EXERCISE INSTRUCTIONS: Repeat each line of the data exactly as written.

Collected data entries
PR #884, opened 2025-07-03
Like/dislike response

### LINKED ISSUE #856: Message actions a la chatgpt
Copy<br><br>Good Response // Bad Response --> with input field to give feedback

* On-hover of every Agent Message Output user should have the ability to "provide feedback" & get a Modal to Provide feedback" per agent output message -> store this feedback in DB

Usage -> tokens input/output

KrishavRajSingh:
fixes #856 

https://github.com/user-attachments/assets/b7b3bce4-0ca8-4cda-824f-6c38bea3c0d6


markokraemer:
Does this work on every little message there is?

Also the UI should be more neat – it takes up too much space

Also if u want u can fix this – I dont get this err, that it loads the black symbol on dark mode instead of the white one
Screenshot 2025-07-04 at 15 14 00

KrishavRajSingh:
> Does this work on every little message there is?
> 
> Also the UI should be more neat – it takes up too much space
> 
> Also if u want u can fix this – I dont get this err, that it loads the black symbol on dark mode instead of the white one Screenshot 2025-07-04 at 15 14 00

1. Yes

2. Ok, will add a commit.

3. https://github.com/kortix-ai/suna/pull/894

KrishavRajSingh:
Screenshot 2025-07-05 at 3 49 24 PM

KrishavRajSingh:
> basically it should be invisible the entire time & it should be available for every individual message, not only the last. and it should perhaps be on the right side or something & be very minimal
> 
> Also consider it will have the other actions

Yes, it is invisible for the entire time and is visible only when hovered.

It is available for every individual message generated by the ai.

Will make the changes for it to be on the right side. And by minimal you mean small in size, right?

KrishavRajSingh:
Currently:


https://github.com/user-attachments/assets/954a7379-b446-409e-9835-4fcc611838a3

markokraemer:
I am still not 100% happy with the placement of the actions. It just seems to be randomly hovering in the right. Gotta figure out the right UX/UI for it. -> maybe we try having it outside of the message itself & contrary to the regular experiences like vertical stacked instead of horizontal

KrishavRajSingh:
> I am still not 100% happy with the placement of the actions. It just seems to be randomly hovering in the right. Gotta figure out the right UX/UI for it. -> maybe we try having it outside of the message itself & contrary to the regular experiences like vertical stacked instead of horizontal

I tried stacking the actions vertically outside the message, but it didn’t look good, especially for shorter responses. I also experimented with adding a border and background for better visibility. 
Here’s how it looks:

Screenshot 2025-07-13 at 9 57 37 PM

If you're still not satisfied, feel free to share a design, and I’ll try implementing that.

EXERCISE OUTPUT:
PR #884, opened 2025-07-03
Like/dislike response

### LINKED ISSUE #856: Message actions a la chatgpt
Copy<br><br>Good Response // Bad Response --> with input field to give feedback

* On-hover of every Agent Message Output user should have the ability to "provide feedback" & get a Modal to Provide feedback" per agent output message -> store this feedback in DB

Usage -> tokens input/output

KrishavRajSingh:
fixes #856 

https://github.com/user-attachments/assets/b7b3bce4-0ca8-4cda-824f-6c38bea3c0d6


markokraemer:
Does this work on every little message there is?

Also the UI should be more neat – it takes up too much space

Also if u want u can fix this – I dont get this err, that it loads the black symbol on dark mode instead of the white one
Screenshot 2025-07-04 at 15 14 00

KrishavRajSingh:
> Does this work on every little message there is?
> 
> Also the UI should be more neat – it takes up too much space
> 
> Also if u want u can fix this – I dont get this err, that it loads the black symbol on dark mode instead of the white one Screenshot 2025-07-04 at 15 14 00

1. Yes

2. Ok, will add a commit.

3. https://github.com/kortix-ai/suna/pull/894

KrishavRajSingh:
Screenshot 2025-07-05 at 3 49 24 PM

KrishavRajSingh:
> basically it should be invisible the entire time & it should be available for every individual message, not only the last. and it should perhaps be on the right side or something & be very minimal
> 
> Also consider it will have the other actions

Yes, it is invisible for the entire time and is visible only when hovered.

It is available for every individual message generated by the ai.

Will make the changes for it to be on the right side. And by minimal you mean small in size, right?

KrishavRajSingh:
Currently:


https://github.com/user-attachments/assets/954a7379-b446-409e-9835-4fcc611838a3

markokraemer:
I am still not 100% happy with the placement of the actions. It just seems to be randomly hovering in the right. Gotta figure out the right UX/UI for it. -> maybe we try having it outside of the message itself & contrary to the regular experiences like vertical stacked instead of horizontal

KrishavRajSingh:
> I am still not 100% happy with the placement of the actions. It just seems to be randomly hovering in the right. Gotta figure out the right UX/UI for it. -> maybe we try having it outside of the message itself & contrary to the regular experiences like vertical stacked instead of horizontal

I tried stacking the actions vertically outside the message, but it didn’t look good, especially for shorter responses. I also experimented with adding a border and background for better visibility. 
Here’s how it looks:

Screenshot 2025-07-13 at 9 57 37 PM

If you're still not satisfied, feel free to share a design, and I’ll try implementing that.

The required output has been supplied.